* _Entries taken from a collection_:
---------------

PR #347, opened 2016-04-13
Silence unused parameter warnings (GCC/Clang -Wextra).

plopresti:
For all I know, some of these might even be real bugs...

But in any event, it's nice when Boost does not generate warnings for those of us who like to enable lots and lots of warnings.

### DIFF
--- a/include/boost/geometry/algorithms/detail/buffer/buffer_policies.hpp
+++ b/include/boost/geometry/algorithms/detail/buffer/buffer_policies.hpp
@@ -58,14 +58,14 @@ public :
     static inline void apply(std::size_t size_at_start,
                 Rings& rings, typename boost::range_value<Rings>::type& ring,
                 Turns& turns,
-                typename boost::range_value<Turns>::type const& turn,
+                typename boost::range_value<Turns>::type const& /*turn*/,
                 Operation& operation,
-                detail::overlay::traverse_error_type traverse_error,
+                detail::overlay::traverse_error_type /*traverse_error*/,
                 Geometry const& ,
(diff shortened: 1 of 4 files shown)


mloskot:
Why not `boost::ignore_unused_variable_warning` which is already used across the codebase?

awulkiew:
There is shorter version: `boost::ignore_unused()`.
But I also prefer removing or commenting out unused parameters, I think workarounds should be used only if there is no other way.

mloskot:
@awulkiew Sure, whatever is the current and preferred convention. I vaguely recall the explicit `ignore_used` was preferred as it also was an explicit comment visible in the code.

plopresti:
Removing or commenting out a parameter name is 100% standard C++, it's the standard way to silence this warning in any code base, and it can only mean one thing (so it functions perfectly as "an explicit comment visible in the code").

Why would anyone prefer something both more verbose and specific to Boost?

Thanks, Adam.

mloskot:
@plopresti I'm not saying it is not standard way, but sometimes project-specific guidelines recommend different ways. For the same reason some accept `T* p=0`, other projects will require `T* p=nullptr`. I'm not arguing with you here, I've just (mis)recalled some very old discussions.

awulkiew:
Another way would be removing some of these parameters entirely but AFAIU it cannot be done.
Barend what do you think?

awulkiew:
Barend, I'd like to hear your opinion before merging this PR.

barendgehrels:
I'm OK with merging - the parameters can also be removed, but commenting is also fine for me.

---------------

* _Work order_:
Please copy all of the data above exactly.

* _Solved problem_:
PR #347, opened 2016-04-13
Silence unused parameter warnings (GCC/Clang -Wextra).

plopresti:
For all I know, some of these might even be real bugs...

But in any event, it's nice when Boost does not generate warnings for those of us who like to enable lots and lots of warnings.

### DIFF
--- a/include/boost/geometry/algorithms/detail/buffer/buffer_policies.hpp
+++ b/include/boost/geometry/algorithms/detail/buffer/buffer_policies.hpp
@@ -58,14 +58,14 @@ public :
     static inline void apply(std::size_t size_at_start,
                 Rings& rings, typename boost::range_value<Rings>::type& ring,
                 Turns& turns,
-                typename boost::range_value<Turns>::type const& turn,
+                typename boost::range_value<Turns>::type const& /*turn*/,
                 Operation& operation,
-                detail::overlay::traverse_error_type traverse_error,
+                detail::overlay::traverse_error_type /*traverse_error*/,
                 Geometry const& ,
(diff shortened: 1 of 4 files shown)


mloskot:
Why not `boost::ignore_unused_variable_warning` which is already used across the codebase?

awulkiew:
There is shorter version: `boost::ignore_unused()`.
But I also prefer removing or commenting out unused parameters, I think workarounds should be used only if there is no other way.

mloskot:
@awulkiew Sure, whatever is the current and preferred convention. I vaguely recall the explicit `ignore_used` was preferred as it also was an explicit comment visible in the code.

plopresti:
Removing or commenting out a parameter name is 100% standard C++, it's the standard way to silence this warning in any code base, and it can only mean one thing (so it functions perfectly as "an explicit comment visible in the code").

Why would anyone prefer something both more verbose and specific to Boost?

Thanks, Adam.

mloskot:
@plopresti I'm not saying it is not standard way, but sometimes project-specific guidelines recommend different ways. For the same reason some accept `T* p=0`, other projects will require `T* p=nullptr`. I'm not arguing with you here, I've just (mis)recalled some very old discussions.

awulkiew:
Another way would be removing some of these parameters entirely but AFAIU it cannot be done.
Barend what do you think?

awulkiew:
Barend, I'd like to hear your opinion before merging this PR.

barendgehrels:
I'm OK with merging - the parameters can also be removed, but commenting is also fine for me.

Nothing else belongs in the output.